# Exercise directions
Each line of the data holding "refactors" should be found and copied.

# Exercise data
* * * * * * * * *

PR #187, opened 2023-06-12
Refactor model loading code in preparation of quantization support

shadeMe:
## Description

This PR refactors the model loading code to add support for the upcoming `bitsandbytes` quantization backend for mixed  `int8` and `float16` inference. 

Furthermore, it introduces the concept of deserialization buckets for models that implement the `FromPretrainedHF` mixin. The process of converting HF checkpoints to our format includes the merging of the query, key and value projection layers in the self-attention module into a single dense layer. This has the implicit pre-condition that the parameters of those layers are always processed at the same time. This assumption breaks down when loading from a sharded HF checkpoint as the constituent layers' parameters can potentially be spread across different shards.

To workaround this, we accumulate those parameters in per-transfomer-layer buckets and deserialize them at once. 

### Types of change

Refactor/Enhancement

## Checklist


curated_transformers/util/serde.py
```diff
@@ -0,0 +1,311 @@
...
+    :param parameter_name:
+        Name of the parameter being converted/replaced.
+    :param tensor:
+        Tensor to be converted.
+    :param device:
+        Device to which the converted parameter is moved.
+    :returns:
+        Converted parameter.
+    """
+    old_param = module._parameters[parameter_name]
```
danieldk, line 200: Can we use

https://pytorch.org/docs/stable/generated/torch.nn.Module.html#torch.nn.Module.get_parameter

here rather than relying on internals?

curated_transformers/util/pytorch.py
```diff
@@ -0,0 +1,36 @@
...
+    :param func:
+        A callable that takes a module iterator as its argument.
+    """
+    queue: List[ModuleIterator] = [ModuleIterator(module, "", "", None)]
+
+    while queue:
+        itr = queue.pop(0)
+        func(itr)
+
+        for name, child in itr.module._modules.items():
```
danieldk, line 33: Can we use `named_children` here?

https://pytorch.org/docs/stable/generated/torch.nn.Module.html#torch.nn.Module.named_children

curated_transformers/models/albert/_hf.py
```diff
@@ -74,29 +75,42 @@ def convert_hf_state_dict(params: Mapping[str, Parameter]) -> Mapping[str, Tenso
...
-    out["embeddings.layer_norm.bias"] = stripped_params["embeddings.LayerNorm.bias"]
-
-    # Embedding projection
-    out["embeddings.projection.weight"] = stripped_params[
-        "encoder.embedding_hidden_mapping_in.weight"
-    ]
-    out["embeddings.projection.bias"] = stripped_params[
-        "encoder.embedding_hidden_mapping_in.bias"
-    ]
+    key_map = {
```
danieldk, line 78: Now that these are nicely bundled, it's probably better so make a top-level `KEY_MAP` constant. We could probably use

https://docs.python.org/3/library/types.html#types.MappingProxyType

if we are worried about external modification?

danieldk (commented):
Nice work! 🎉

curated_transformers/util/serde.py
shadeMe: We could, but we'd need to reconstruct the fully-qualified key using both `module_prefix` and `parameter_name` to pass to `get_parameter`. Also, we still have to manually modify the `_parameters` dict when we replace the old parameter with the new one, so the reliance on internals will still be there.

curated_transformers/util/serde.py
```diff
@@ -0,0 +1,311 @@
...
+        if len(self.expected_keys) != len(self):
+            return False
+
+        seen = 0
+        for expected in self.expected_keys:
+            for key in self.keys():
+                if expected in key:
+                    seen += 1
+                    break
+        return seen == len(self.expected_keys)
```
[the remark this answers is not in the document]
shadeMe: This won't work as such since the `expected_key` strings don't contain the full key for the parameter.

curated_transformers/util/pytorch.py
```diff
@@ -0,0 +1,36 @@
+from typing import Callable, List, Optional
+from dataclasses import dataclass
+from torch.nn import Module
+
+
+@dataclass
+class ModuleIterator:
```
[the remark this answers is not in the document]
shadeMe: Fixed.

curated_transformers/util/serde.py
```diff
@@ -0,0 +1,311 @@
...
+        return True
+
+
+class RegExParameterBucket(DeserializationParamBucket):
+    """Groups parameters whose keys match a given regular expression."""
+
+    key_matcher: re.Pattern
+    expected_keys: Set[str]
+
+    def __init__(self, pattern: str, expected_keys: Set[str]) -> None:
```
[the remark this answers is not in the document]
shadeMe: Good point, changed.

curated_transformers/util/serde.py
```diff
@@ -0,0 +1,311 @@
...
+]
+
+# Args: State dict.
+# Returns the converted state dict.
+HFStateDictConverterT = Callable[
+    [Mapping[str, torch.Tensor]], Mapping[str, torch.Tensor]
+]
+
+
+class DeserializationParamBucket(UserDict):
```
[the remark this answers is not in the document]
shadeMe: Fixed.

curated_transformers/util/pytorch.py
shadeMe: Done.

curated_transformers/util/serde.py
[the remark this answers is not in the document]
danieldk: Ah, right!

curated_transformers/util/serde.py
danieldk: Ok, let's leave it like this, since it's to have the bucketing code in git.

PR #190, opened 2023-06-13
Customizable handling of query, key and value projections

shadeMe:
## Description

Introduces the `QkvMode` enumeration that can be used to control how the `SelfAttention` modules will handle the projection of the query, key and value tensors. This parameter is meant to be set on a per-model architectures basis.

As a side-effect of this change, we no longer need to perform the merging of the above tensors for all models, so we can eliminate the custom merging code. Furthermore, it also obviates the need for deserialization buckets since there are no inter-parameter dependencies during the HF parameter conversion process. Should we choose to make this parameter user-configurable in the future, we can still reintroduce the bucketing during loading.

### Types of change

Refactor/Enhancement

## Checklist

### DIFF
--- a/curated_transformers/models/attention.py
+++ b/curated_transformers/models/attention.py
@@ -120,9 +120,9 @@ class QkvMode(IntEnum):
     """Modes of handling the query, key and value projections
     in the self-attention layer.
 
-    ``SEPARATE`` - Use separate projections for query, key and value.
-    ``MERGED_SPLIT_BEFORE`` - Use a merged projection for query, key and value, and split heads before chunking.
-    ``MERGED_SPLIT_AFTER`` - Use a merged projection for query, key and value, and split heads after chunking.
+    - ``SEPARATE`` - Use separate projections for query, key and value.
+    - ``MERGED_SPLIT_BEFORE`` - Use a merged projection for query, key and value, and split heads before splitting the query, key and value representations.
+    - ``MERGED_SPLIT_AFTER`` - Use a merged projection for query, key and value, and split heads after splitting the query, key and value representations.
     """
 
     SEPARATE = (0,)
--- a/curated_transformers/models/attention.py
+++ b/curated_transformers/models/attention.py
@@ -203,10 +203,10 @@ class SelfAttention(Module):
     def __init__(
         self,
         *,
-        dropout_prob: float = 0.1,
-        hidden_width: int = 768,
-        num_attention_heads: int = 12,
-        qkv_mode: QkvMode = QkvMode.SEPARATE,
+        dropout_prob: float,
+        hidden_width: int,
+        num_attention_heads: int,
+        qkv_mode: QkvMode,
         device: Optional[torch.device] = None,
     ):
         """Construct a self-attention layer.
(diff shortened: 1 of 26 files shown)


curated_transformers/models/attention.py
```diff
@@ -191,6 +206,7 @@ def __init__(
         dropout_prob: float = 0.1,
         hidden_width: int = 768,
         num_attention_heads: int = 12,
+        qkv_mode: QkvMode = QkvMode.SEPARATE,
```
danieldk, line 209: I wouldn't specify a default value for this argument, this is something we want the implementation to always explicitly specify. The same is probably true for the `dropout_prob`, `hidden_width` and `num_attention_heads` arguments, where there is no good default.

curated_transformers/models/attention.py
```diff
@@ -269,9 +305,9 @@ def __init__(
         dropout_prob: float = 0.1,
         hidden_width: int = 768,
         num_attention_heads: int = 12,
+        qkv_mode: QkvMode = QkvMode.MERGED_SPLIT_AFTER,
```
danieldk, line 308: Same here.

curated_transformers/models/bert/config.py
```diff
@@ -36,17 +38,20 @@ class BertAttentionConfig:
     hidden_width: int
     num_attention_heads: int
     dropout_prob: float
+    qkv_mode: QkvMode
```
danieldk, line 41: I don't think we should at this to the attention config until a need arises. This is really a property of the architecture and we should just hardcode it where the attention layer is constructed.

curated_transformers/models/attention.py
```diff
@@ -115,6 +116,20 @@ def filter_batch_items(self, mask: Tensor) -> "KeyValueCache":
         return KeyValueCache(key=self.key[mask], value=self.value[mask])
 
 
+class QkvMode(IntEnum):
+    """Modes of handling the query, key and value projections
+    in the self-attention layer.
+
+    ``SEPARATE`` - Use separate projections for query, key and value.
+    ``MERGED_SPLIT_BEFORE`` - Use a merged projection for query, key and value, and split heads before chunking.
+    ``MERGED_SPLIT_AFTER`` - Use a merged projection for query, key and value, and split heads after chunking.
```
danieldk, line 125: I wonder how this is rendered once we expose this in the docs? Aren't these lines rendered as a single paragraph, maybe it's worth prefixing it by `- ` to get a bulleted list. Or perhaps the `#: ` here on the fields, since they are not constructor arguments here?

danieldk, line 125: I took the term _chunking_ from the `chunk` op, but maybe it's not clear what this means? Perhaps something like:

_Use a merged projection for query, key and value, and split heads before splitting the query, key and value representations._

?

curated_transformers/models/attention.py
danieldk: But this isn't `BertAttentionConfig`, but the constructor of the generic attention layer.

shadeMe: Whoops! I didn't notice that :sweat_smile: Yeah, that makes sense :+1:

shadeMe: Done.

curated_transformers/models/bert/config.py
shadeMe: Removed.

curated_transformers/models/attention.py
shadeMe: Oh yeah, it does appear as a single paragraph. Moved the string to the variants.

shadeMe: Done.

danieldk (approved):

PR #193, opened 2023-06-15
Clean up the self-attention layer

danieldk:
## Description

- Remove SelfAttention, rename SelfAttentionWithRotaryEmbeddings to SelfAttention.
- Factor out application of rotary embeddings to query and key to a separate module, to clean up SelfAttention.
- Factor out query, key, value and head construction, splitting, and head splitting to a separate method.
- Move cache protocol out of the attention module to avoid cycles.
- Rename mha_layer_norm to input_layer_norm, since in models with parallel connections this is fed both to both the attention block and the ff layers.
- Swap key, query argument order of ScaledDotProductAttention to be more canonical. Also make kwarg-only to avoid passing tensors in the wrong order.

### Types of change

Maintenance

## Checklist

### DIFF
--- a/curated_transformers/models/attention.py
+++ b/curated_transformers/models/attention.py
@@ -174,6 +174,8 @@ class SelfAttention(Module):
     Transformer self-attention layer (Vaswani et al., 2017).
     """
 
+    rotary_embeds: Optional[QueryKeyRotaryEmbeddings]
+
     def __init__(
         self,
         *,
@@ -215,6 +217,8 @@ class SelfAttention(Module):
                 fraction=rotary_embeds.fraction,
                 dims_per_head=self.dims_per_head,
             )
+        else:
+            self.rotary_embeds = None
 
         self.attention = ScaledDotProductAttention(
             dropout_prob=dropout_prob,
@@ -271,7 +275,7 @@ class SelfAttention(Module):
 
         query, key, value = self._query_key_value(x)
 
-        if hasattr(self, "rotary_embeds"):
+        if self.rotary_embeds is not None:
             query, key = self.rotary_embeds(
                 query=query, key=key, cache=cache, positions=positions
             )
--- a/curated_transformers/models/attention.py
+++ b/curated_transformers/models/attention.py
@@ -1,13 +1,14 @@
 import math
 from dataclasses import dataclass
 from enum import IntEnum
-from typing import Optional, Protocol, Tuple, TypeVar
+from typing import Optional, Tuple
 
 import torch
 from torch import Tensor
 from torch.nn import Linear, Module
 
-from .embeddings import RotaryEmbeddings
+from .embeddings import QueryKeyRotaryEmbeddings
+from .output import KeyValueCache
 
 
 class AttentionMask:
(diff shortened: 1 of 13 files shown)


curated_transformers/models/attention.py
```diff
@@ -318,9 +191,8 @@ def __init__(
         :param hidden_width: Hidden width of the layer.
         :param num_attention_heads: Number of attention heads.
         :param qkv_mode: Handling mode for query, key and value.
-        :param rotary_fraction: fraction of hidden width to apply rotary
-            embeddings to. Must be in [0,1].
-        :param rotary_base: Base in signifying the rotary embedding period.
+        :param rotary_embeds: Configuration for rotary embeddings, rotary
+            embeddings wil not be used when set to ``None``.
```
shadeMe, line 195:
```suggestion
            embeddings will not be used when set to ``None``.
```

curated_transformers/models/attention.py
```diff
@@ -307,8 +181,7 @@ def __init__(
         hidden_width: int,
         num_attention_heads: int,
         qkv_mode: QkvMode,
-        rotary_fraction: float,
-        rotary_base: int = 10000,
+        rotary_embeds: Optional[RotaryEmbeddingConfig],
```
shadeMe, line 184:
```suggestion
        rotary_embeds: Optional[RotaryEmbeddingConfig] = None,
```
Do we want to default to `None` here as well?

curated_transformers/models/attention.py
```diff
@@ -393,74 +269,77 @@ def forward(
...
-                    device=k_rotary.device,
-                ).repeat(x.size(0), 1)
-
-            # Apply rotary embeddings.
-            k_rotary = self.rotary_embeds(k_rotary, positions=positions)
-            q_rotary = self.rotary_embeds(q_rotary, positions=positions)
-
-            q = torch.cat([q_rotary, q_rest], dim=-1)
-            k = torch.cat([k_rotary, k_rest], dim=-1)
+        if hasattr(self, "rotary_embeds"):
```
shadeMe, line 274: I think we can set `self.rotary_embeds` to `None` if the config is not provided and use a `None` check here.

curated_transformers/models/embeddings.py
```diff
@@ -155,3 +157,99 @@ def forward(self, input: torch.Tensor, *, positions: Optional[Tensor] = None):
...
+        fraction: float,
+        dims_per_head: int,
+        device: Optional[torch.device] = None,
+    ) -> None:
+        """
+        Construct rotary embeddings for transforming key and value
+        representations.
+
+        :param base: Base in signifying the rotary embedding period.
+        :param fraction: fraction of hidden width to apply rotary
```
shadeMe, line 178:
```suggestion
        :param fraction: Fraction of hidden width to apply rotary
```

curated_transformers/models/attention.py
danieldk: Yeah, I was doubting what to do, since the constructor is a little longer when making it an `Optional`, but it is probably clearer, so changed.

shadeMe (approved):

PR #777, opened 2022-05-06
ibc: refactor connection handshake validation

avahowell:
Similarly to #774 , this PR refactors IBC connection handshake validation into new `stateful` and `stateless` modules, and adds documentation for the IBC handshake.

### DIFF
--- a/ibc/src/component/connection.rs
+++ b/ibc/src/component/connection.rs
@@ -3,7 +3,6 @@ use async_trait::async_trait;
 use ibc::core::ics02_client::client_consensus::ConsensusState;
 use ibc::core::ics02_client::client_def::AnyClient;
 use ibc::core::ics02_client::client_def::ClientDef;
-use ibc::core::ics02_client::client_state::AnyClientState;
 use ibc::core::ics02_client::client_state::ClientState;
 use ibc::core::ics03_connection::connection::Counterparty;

* * * * * * * * *

# Written solution
This PR refactors the model loading code to add support for the upcoming `bitsandbytes` quantization backend for mixed  `int8` and `float16` inference. 
Similarly to #774 , this PR refactors IBC connection handshake validation into new `stateful` and `stateless` modules, and adds documentation for the IBC handshake.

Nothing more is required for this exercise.